Craig, who went on to captain Sturt (in 1985-86), got plenty of first-hand experience of Oatey's famed uncompromising methods, the most memorable of which came when he complained to the club and coach that he was underpaid.

Craig told the story that when he arrived to discuss his beef at a pre-arranged meeting in Oatey's office, the coach had placed a bucket of water on a table.

After telling him his request for a pay rise was denied, Oatey asked him to put his hand in the water. He then asked Craig if there was a vacuum left in the water when he took his hand out.
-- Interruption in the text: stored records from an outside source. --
PR #558, opened 2020-04-03
Update features for extract index

DannieSheng:
**Describe your changes**
1. Move pcv.hyperspectral.extract_index to pcv.spectral_index
2. Adding features to the extract_index function in hyperspectral subclass:
a. Make the theoretical range for every VI inside the description of every function
3. Adding new index (EGI)

2. Fix wrong formulas and typos

**Type of update**
Is this a:
* Bug fix
* Update to documentation
* Work in progress

**Associated issues**

**Additional context**


DannieSheng:
> I pushed just a couple more lines of code where `pcv.hyperspectral.analyze_index` gets used during testing which was causing a couple of tests to fail. As long as I get those tests to pass I think it looks good to me!

Sounds good. Thank you Haley!

HaleySchuhl:
It looks like coveralls if failing since there are a few `if` statements that are never true with our current tests/testing data. One suggestion I have that will avoid writing new tests or including additional testing data would be to always cast into an array regardless of if the values are scalars or not. 

image

nfahlgren:
Maybe we could meet today to discuss our approach? I may not be thinking about all the various dimensions of the issue here, but my preference would be to modify the calculations to avoid the `nan` and `inf` issues rather than create a new data structure for keeping track of these pixels.

DannieSheng:
A meeting sounds good to me.

HaleySchuhl:
Sounds good to me too!

maliagehan:
sounds good o me as well.
_ _ _

Malia Gehan, Ph.D.
Assistant Member and Principal Investigator
Donald Danforth Plant Science Center
St. Louis, Mo, 63132
http:www.gehan-lab.org/
Office: 314-587-1420
Cell: 808-226-2399

nfahlgren:
Hi @DannieSheng, right now there is a `msg` variable with the range of each index but they are not used. We talked about printing the `msg`'s (and having a quiet mode in `pcv.params` to disable them). An alternative way we could make this information easily available to a user would be to split `plantcv.hyperspectral.extract_index` into a function per index. The index range could then just be in the function docstring so it's easy to look up with the help command or the shift+tab feature in Jupyter. It could be structured as a subpackage of `hyperspectral` called `index`, so each function would be called like this for example: `plantcv.hyperspectral.index.ndvi`, etc. We also wouldn't need all the if...elif code for determining whether the use input one VI name or another. What do you and @HaleySchuhl think?

DannieSheng:
Hi @nfahlgren, I am sorry in the earlier version the msg was printed out, however I accidentally deleted that in the latest pull request. I can add that back. Also, the idea of splitting  plantcv.hyperspectral.extract_index into a function per index sounds good to me. What do you think about?

nfahlgren:
No worries @DannieSheng! I think splitting them into separate functions would make it easier for a user to work with each index without having to reference the documentation as much. We can still keep the functions in one file so I don't think it adds too much extra complexity on the developer end either. Given those reasons I think it could be a good way to go. 

I'm thinking the setup would look something like this:

```
plantcv/
    hyperspectral/
        index/
            __init__.py
            spectral_indices.py
```

Then a small rearrangment of the code in the current extract_index.py module:

```python
def ndvi(hsi, distance=20):
    """Normalized Difference Vegetation Index.
    The theoretical range for NDVI is [-1,1]

    inputs:
    hsi           = hyperspectral image (PlantCV Spectral_data instance)
    distance = how lenient to be if the required wavelengths are not available

    Returns:
    index_array    = Index data as a Spectral_data instance
    :param hsi: __main__.Spectral_data
    :param distance: int
    :return index_array: __main__.Spectral_data
    """
    params.device += 1

    if (float(hsi.max_wavelength) + distance) >= 800 and (float(hsi.min_wavelength) - distance) <= 670:
        # Obtain index that best represents NIR and red bands
        nir_index = _find_closest(np.array([float(i) for i in wavelength_dict.keys()]), 800)
        red_index = _find_closest(np.array([float(i) for i in wavelength_dict.keys()]), 670)
        nir = (array_data[:, :, [nir_index]])
        red = (array_data[:, :, [red_index]])
        # Naturally ranges from -1 to 1
        index_array_raw = (nir - red) / (nir + red)
        return _package_index(hsi=hsi, raw_index=index_array_raw, method="NDVI")
    else:
        fatal_error("Available wavelengths are not suitable for calculating NDVI. Try increasing distance.")


def _package_index(hsi, raw_index, method):
    """Private function to package raw index array as a Spectral_data object.
    Inputs:
    hsi             = hyperspectral data (Spectral_data object)
    raw_index = raw index array
    method    = index method (e.g. NDVI)

    Returns:
    index        = index image as a Spectral_data object.
   
    :params hsi: __main__.Spectral_data
    :params raw_index: np.array
    :params method: str
    :params index: __main__.Spectral_data
    """
    # Reshape array into hyperspectral datacube shape
    index_array_raw = np.transpose(np.transpose(raw_index)[0])

    # Store debug mode
    debug = params.debug
    params.debug = None

    # Resulting array is float 32 from varying natural ranges, transform into uint8 for plotting
    all_positive = np.add(raw_index, 2 * np.ones(np.shape(raw_index)))
    scaled = rescale(all_positive)

    # Find array min and max values
    obs_max_pixel = float(np.nanmax(raw_index))
    obs_min_pixel = float(np.nanmin(raw_index))

    index = Spectral_data(array_data=raw_index, max_wavelength=0,
                                          min_wavelength=0, max_value=obs_max_pixel,
                                          min_value=obs_min_pixel, d_type=np.uint8,
                                          wavelength_dict={}, samples=hsi.samples,
                                          lines=hsi.lines, interleave=hsi.interleave,
                                          wavelength_units=hsi.wavelength_units, 
                                          array_type="index_" + method.lower(),
                                          pseudo_rgb=scaled, filename=hsi.filename, default_bands=None)

    # Restore debug mode
    params.debug = debug

    if params.debug == "plot":
        plot_image(index.pseudo_rgb)
    elif params.debug == "print":
        print_image(index.pseudo_rgb,
                    os.path.join(params.debug_outdir, str(params.device) + method + "_index.png"))

    return index
```

DannieSheng:
Sure, how about create a new pull request for this change?

nfahlgren:
Could keep the changes on this branch/pull request since it would replace the existing code being updated here. Almost all the code already in this PR would still be used, including the tests, just rearranged a bit.

DannieSheng:
Sure, that makes sense.

HaleySchuhl:
Finally just got all caught up with this thread! Sounds good to me :) @DannieSheng just slack me and remove the "work in progress" tag when this PR is all set for review 😁I can go through and test it pretty much whenever today or tomorrow.

DannieSheng:
@HaleySchuhl Sure, thank you Haley!

plantcv/plantcv/spectral_index/spectral_index.py
```diff
@@ -0,0 +1,863 @@
...
+        red_index = _find_closest(np.array([float(i) for i in hsi.wavelength_dict.keys()]), 670)
+        nir = (hsi.array_data[:, :, [nir_index]])
+        red = (hsi.array_data[:, :, [red_index]])
+        # Naturally ranges from -1 to 1
+        index_array_raw = (nir - red) / (nir + red)
+        return _package_index(hsi=hsi, raw_index=index_array_raw, method="NDVI")
+    else:
+        fatal_error("Available wavelengths are not suitable for calculating NDVI. Try increasing distance.")
+
+def gdvi(hsi, distance=20):
```
nfahlgren, line 41: GDVI is nir - green, not red. The Sripada et al. paper used G = 520-620, and TERRA-REF uses R580. I think we meant to use R580 here? Since the equation is just nir - green, I'm not sure I see why the range is -2.0 to 2.0.

plantcv/plantcv/spectral_index/spectral_index.py
```diff
@@ -0,0 +1,863 @@
...
+    if (float(hsi.max_wavelength) + distance) >= 570 and (float(hsi.min_wavelength) - distance) <= 531:
+        # Obtain index that best approximates 570 and 531 nm bands
+        pri570_index = _find_closest(np.array([float(i) for i in hsi.wavelength_dict.keys()]), 570)
+        pri531_index = _find_closest(np.array([float(i) for i in hsi.wavelength_dict.keys()]), 531)
+        pri570 = (hsi.array_data[:, :, [pri570_index]])
+        pri531 = (hsi.array_data[:, :, [pri531_index]])
+        # PRI = (R531- R570)/(R531+ R570))
+        denominator = pri531 + pri570
+        # Avoid dividing by zero
+        index_array_raw = np.where(denominator == 0, 0, ((pri531 - pri570) / denominator))
```
nfahlgren, line 114: Looks like in PRI we are avoiding division by zero but we are not doing that in the indices above. Since we are going to handle `nan` outputs later, I think we should just make this a simple equation like the other indices.

plantcv/plantcv/spectral_index/spectral_index.py
DannieSheng: Sure, since these are already there in plantcv so I did not check the references. I have made the changes.

plantcv/plantcv/spectral_index/spectral_index.py
DannieSheng: Sure, I have made the changes.

docs/spectral_index.md
```diff
@@ -0,0 +1,786 @@
...
+savi_array  = pcv.spectral_index.savi(hsi=spectral_data, distance=20)
+
+# Extract ARI index from the datacube
+ari_array  = pcv.spectral_index.ari(hsi=spectral_data, distance=20)
+
+# Extract CI_REDEDGE index from the datacube 
+ci_rededge_array  = pcv.spectral_index.ci_rededge(hsi=spectral_data, distance=20)
+
+# Extract CRI1 index from the datacube 
+cri1_array  = pcv.hyperspectral.extract_index.cri550(hsi=spectral_data, distance=20)
```
HaleySchuhl, line 606: remove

When Craig said no, Oatey told him that the water filled the gap where his hand was, just as would happen if he left the club.

"He was teaching me a very important lesson: that you should never think you are indispensable," said Craig, who cites Oatey, his son Robert, also a famous SA player and coach, and Charlie Walsh as the biggest influences on his career.

Craig eventually left Sturt after 134 games at the end of 1986, seeing out his playing career at North Adelaide (61 games from 1988-90).

By 1991, he had begun his coaching career, at Norwood, and started to employ the lessons he'd learnt from the likes of Oatey.

Although his Norwood charges say he's mellowed from those days, there has never been anything but an eye-popping intensity in his commitment to improvement. As Blight's fitness coach, he oversaw some ground-breaking fitness regimens, many of which have been credited for the club's premiership success in 1997-98.

Well before it became standard, he would take the players to the AIS twice a year – at the end of pre-season and the middle of the season. While hooked up to oxygen and blood-testing machines, they would literally run until they fell off the back of a treadmill.

"Every week at training, we were wearing heart-rate monitors, doing blood-glucose testing and all sorts of other things, trying to work out who had the best physiology to run hard in the midfield and all that. It was all pretty new back then," Bickley said.

Four years ago, West Coast thought so highly of Craig, then in his first season back at the Crows as an assistant to Ayres, that it offered him the job now occupied by John Worsfold. (He rejected it because, he said, he didn't want to leave Adelaide).

However, he was still judged a novice by the wider football audience when he took over from Ayres in the middle of last year.

In reality, he brought with him a deep understanding of the multitudinous requirements of modern elite football. And now, as Adelaide exceeds all pre-season expectations, it is one of his most prominent skills – communication – that is being trumpeted.

"He has a strong message but he doesn't berate players. He instils belief in them. There's no greater example than Nathan Bock," Bickley said. "Before the St Kilda game there was talk he could be dropped. But not only did Craigy pick him, he played him on Nick Riewoldt.

"He went out and played well, and his three weeks since have been fantastic. After that, maybe he said to himself, `I am a real AFL player. I can beat Nick Riewoldt. I can beat anyone. I am a real AFL player'.

"It's the same with Hayden Skipworth. He used to sit on the bench and play four or five minutes in the midfield if someone was injured or needed a rest. This year they've said they are going to play these young blokes in the middle so they can learn what it's all about. The rewards are being seen already."

The reasoning is simple, says Craig. "The big picture we have is to be the best in the competition. The only way we can do that is to give these people the chance to prove themselves," he said.

Craig's subtle powers of persuasion have also been used to great effect on the club's most dynamic player, Andrew McLeod. Last year McLeod was a troubled soul who appeared, at times, to have lost interest in the game. Under Craig, he's back to playing to the level that won him two club champion awards.

However, while Craig may have done Adelaide a huge service by getting him back on track, it should be noted McLeod rendered the club just as big a service when he joined a number of senior players to implore Craig to reject the tempting offer to coach West Coast in 2001.